Снова Мстиславичи объединились против Мономашича и готовы были помогать даже Давыдовичам, только бы убрать сына Мономаха из Киева.
Услышав об этом, Юрий Владимирович вдруг поморщился:
– Не успеют, раньше помру.
Княгиня испугалась:
– О чем ты?! Не болен ведь?
– Убьют, – спокойно ответил муж.
– Слышал что, знаешь?
– Уж очень настойчиво на пир звали.
– Не ходи! – вцепилась в его рукав Ольга. – Не пущу!
– Что ты? Ежели решат убить, так разве тем, что дома останешься, спастись можно? Андрей вовремя уехал, с собой все звал. Надо было вас с ним отправить.
– Да ведь он удрал тайно.
– Тайно? Не-ет… был, советовался, икону просил. Ольга, ежели со мной что, защиту сразу у митрополита Константина ищи или у ромеев, их не тронут.
И все же он отправился на этот пир, но прежде даже помолился и едва ли не исповедался.
В тот день не было праздника, потому и странно, что Петрила уж так настаивал.

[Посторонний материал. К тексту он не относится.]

PR #480, opened 2016-02-22
lynx: bump version & update homepage

fbrosson:


fbrosson:
Lynx 2.8.9dev.8 builds and works fine on Haiku hrev50107 (x86_gcc2, x86, x86_64):
```
package info lynx-2.8.9dev.8-1-x86_gcc2.hpkg
name: lynx  version: 2.8.9dev.8-1

package info lynx_x86-2.8.9dev.8-1-x86_gcc2.hpkg
name: lynx_x86  version: 2.8.9dev.8-1

package info lynx-2.8.9dev.8-1-x86.hpkg
name: lynx  version: 2.8.9dev.8-1

package info lynx-2.8.9dev.8-1-x86_64.hpkg 
name: lynx  version: 2.8.9dev.8-1
```

mmuman:
Looks ok.
Why did you change the commit author in the patch? Using git am or git rebase should keep those.

fbrosson:
>  Why did you change the commit author in the patch? Using git am or git rebase should keep those.

Well, because I used **`haikuporter --nobuild`**, applyed in turn each of the 3 parts of the old patch (with the **`patch`** command, not manually),  used git commit after each part, then used **`haikuporter --extract-patchset`** to regenerate the new patch. Then I made a test without the third part of the patch (and noticed it was still needed), then restored that third part, and finally removed the noise (random data such as local git hashes are useless and timestamps are redundant with those of the logs available from the Git repo on GitHub). So after that it seemed to me that it would have been bad practice to leave someone else's mail associated with the picky cleaning I did…
But I think it is fixed now, as I have overwritten the "From" lines and added back the "Date" lines from the old patch.
Ah, I just noticed that you are the author of the patch for 2.8.9dev.1. So here's a question for you: Is the new patch OK now? I mean, with the "From:" and "Date:" restored, but still with the other cleaning (that is, without git hashes and git index lines) ? Or would you prefer to see the first version of the patch for dev.8 with my "e-mail"? I've got a copy of that version of the patch and I can restore it in the commit if you wish. (BTW, I feel uncomfortable with refreshing the patch with the automatic method because that would only add the local random data which just consumes space and clutters git diffs).
Anyway, thanks for the hints about git and for having reviewed the recipe!

korli:
Your workflow seems over-complicated to me. Next time, just let haikuporter apply the patchset as is. When it cannot be applied automatically, git will ask you to fix things the usual way (apply the rebase patch manually, add modified files, then git am --continue). The patchset will stay in good shape and haikuporter --extract-patchset will regenerate the new patch

fbrosson:
OK, I'll try the simple workflow next time. (I was more comfortable with using the patch command than letting haikuporter apply the patch from the previous release.) Thanks for the hints!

За столами только свои, кому доверял, но все равно Юрий ждал. Ждал, что ворвутся, пустят в ход мечи, ножи, что просвистит стрела… А чтобы не было заметно этого ожидания, веселился и пил больше обычного, особенно свое любимое просяное пиво. Многие не понимали этого пристрастия князя. Великий князь мог бы и ромейские вина пить, а он все точно смерд – просяное пиво.
Столы ломились от яств, ничего не пожалел для дорогих гостей осмянник Петрила. Да и как жалеть, если все его благополучие зависит от того, будет ли и дальше собирать дань Петрила или князь другого осмянника найдет. Но Петрила хитрый, он уже стольких князей пересидел, как в Киеве новый князь, осмянник и вперед не лезет, и рядом в нужное время оказывается, вроде все про Киев и знает, к чему менять такого человека?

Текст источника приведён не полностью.